Alguma vez você já passou pela experiência de se encantar pela aparência de um doce, mas ao provar um pedaço se decepcionar completamente com seu sabor? Pois foi exatamente assim que me senti assistindo ao vídeo da mais recente coleção de alta costura da Dior. Beleza há de sobra nele, isso não se pode negar. Os cenários parecem saídos diretamente de um conto de fadas, as modelos são lindas e as roupas, claro, espetaculares. Mas conforme os minutos iam passando, meu deslumbramento aos poucos foi substituído por um incômodo crescente: onde estavam as modelos não-brancas?
Dando uma rápida olhada nas redes sociais da grife, pude confirmar que não fui a única a sentir a gritante ausência de um casting mais diverso.
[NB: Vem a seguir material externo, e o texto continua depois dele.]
PR #2459, opened 2017-07-13
adapted prometheus formatting

ktsaou:
https://github.com/firehol/netdata/pull/2436#issuecomment-315002915

I did some research to check if `as collected` could possibly use the format of `average`. I found out that for most of the cases, even if we collect metrics from multiple sources, the metrics that are added to the same chart happen to have exactly the same algorithm, multiplier and divider.

I found only 3 charts that this is not true. A redis one, and 2 netdata internal ones (for monitoring netdata itself).

Also, I checked if netdata autodetection incrementally adds dimensions to charts (so that adding an incompatible dimension will suddenly make the chart dimensions heterogeneous). I found that most dynamic additions to a chart, are controlled by the exact same source, which is totally unlikely to change the algorithm, multiplier or divider.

No Twitter, o primeiro comentário na publicação com o vídeo vai direto ao ponto. “Por que tudo que tem fadas e magia é associado aos brancos?”, diz. Logo embaixo, em tom irônico, a crítica ecoa: “Acho que garotas negras não podem ser mágicas ou fadas.” Uma possível justificativa de que, por ser inspirado nas pinturas pré-rafaelitas e em lendas europeias, o filme não poderia trazer nenhuma pessoa de outra raça pois estaria “distorcendo a história” também não colou no Instagram:
“Distorcer a história? É um comercial, não um documentário, ele deve falar aos clientes.”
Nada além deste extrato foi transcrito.